* _LISTED ENTRIES_
--------------------------------

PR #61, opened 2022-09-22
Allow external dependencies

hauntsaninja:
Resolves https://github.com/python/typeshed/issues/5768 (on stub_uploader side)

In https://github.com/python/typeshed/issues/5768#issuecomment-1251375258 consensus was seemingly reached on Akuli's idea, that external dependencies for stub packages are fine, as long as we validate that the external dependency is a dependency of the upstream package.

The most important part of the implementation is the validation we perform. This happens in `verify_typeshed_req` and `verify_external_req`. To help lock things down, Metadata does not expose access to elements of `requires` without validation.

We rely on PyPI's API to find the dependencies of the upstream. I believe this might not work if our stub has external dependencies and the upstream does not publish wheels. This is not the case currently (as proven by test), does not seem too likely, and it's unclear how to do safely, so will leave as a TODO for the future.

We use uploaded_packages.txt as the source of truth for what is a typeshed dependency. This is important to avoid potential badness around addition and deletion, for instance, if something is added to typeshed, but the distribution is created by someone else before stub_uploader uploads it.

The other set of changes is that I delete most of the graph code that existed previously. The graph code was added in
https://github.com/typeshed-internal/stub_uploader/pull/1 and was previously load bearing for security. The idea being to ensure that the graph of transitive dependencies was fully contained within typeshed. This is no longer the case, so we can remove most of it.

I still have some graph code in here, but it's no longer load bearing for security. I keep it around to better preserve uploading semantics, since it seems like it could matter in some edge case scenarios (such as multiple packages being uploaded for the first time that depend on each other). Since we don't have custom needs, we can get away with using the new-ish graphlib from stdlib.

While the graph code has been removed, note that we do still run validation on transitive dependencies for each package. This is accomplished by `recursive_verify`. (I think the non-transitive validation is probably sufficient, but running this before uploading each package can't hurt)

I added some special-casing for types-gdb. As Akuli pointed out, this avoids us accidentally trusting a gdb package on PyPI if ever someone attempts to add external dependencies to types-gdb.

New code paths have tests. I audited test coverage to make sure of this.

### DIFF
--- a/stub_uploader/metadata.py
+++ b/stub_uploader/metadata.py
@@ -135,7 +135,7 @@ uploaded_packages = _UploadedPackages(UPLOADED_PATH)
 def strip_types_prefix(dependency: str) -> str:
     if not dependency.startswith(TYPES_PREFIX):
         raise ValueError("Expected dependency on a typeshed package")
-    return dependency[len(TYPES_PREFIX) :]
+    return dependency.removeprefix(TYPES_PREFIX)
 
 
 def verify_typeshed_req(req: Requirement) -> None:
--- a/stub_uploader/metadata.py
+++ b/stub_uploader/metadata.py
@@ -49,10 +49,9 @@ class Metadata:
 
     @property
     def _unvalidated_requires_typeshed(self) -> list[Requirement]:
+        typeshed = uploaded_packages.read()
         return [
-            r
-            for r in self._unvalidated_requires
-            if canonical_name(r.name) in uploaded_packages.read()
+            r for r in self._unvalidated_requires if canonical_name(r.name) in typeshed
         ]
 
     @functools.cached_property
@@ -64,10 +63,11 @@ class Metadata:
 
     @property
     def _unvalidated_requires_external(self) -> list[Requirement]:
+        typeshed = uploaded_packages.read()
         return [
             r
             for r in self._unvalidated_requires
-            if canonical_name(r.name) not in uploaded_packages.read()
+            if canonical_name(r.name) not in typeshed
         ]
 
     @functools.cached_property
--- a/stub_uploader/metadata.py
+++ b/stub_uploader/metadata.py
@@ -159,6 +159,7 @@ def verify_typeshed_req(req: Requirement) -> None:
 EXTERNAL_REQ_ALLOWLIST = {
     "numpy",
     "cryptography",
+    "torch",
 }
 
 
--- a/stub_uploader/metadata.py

--------------------------------

* _PROBLEM STATEMENT_
All lines that hold the word "class" should be copied from the data.

* _RESULT OF THIS EXERCISE_
@@ -49,10 +49,9 @@ class Metadata:
@@ -64,10 +63,11 @@ class Metadata:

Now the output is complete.